◆ Your objective ◆
Your answer is the lines from the one that has "fixed by https://github.com/WebKit/Speedometer/pull/367" through the last line of the records below, retyped exactly and alone.

◆ Input records ◆
PR #367, opened 2024-01-31
Use :nth-child() to fix #365

julienw:
Alternative to #366 using a `:nth-child` selector.

PR #368, opened 2024-01-31
Use getElementsByClassName so that we don't need to use querySelectorAll at every step of the loop

julienw:
Alternative to #366

### DIFF
--- a/resources/benchmark-runner.mjs
+++ b/resources/benchmark-runner.mjs
@@ -96,6 +96,10 @@ class Page {
         return this._wrapElement(element);
     }
 
+    getElementsByClassName(className) {
+        return this._frame.contentDocument.getElementsByClassName(className);
+    }
+
     call(functionName) {
         this._frame.contentWindow[functionName]();
         return null;
--- a/resources/tests.mjs
+++ b/resources/tests.mjs
@@ -566,8 +566,9 @@ Suites.push({
             }
         }),
         new BenchmarkTestStep("CompletingAllItems", (page) => {
+            const allItems = page.getElementsByClassName("toggle");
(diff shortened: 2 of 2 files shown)


rniwa (approved):

resources/benchmark-runner.mjs
```diff
@@ -96,6 +96,10 @@ class Page {
         return this._wrapElement(element);
     }
 
+    getElementsByClassName(className) {
+        return this._frame.contentDocument.getElementsByClassName(className);
```
rniwa, line 100: Hm... I guess this doesn't wrap each element in `PageElement`. Maybe we want to wrap this in a `Proxy` object which creates `PageElement` for each item in the list?

julienw: Yeah exactly. This more a cheap experiment to look at the performance characteristics. Spoiler: this doesn't change much from your querySelectorAll run in every step of the loop.

IMO wrapping in a Proxy is too complex for what we want to do.
This also led me to take a step back and think more about the PageElement wrapper. What is the purpose of this wrapper? My understanding is that this serves 2 purposes:
1/ Limits the things we can do with a retrieved element. Is this purpose useful in the context of this benchmark? I'd like to argue that it's not.
2/ Provides some common functionality (all the event dispatchers especially). This is useful, but could be provided with a more functional model taking the element as parameter.

Therefore my proposal (for speedometer 4) would be to get rid of the wrapper that brings more complexity than it resolves problems. I'll file an issue about that.

Note: I also wrote https://github.com/WebKit/Speedometer/pull/367 which is IMO more suitable in this case. Tell me what you think about it :-)

julienw:
fixed by https://github.com/WebKit/Speedometer/pull/367

PR #468, opened 2024-12-23
Auto run unittests in tests/index.html

camillobruni:
Instead of triggering the tests from the outside, we can always directly start the mocha runner in `tests/index.html`.
The selenium driver now syncs on either `globalThis.testResults` being there or the `test-complete` event.

This way we should be able to reliably run the tests both via selenium and the browser.

### DIFF
--- a/tests/index.html
+++ b/tests/index.html
@@ -27,7 +27,7 @@
                 },
             });
 
-            await import("./benchmark-runner-tests.mjs")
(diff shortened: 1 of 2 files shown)


flashdesignory (approved):
LGTM

rniwa (approved):
seems ok.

◆ Solution to this exercise ◆
fixed by https://github.com/WebKit/Speedometer/pull/367

PR #468, opened 2024-12-23
Auto run unittests in tests/index.html

camillobruni:
Instead of triggering the tests from the outside, we can always directly start the mocha runner in `tests/index.html`.
The selenium driver now syncs on either `globalThis.testResults` being there or the `test-complete` event.

This way we should be able to reliably run the tests both via selenium and the browser.

### DIFF
--- a/tests/index.html
+++ b/tests/index.html
@@ -27,7 +27,7 @@
                 },
             });
 
-            await import("./benchmark-runner-tests.mjs")
(diff shortened: 1 of 2 files shown)


flashdesignory (approved):
LGTM

rniwa (approved):
seems ok.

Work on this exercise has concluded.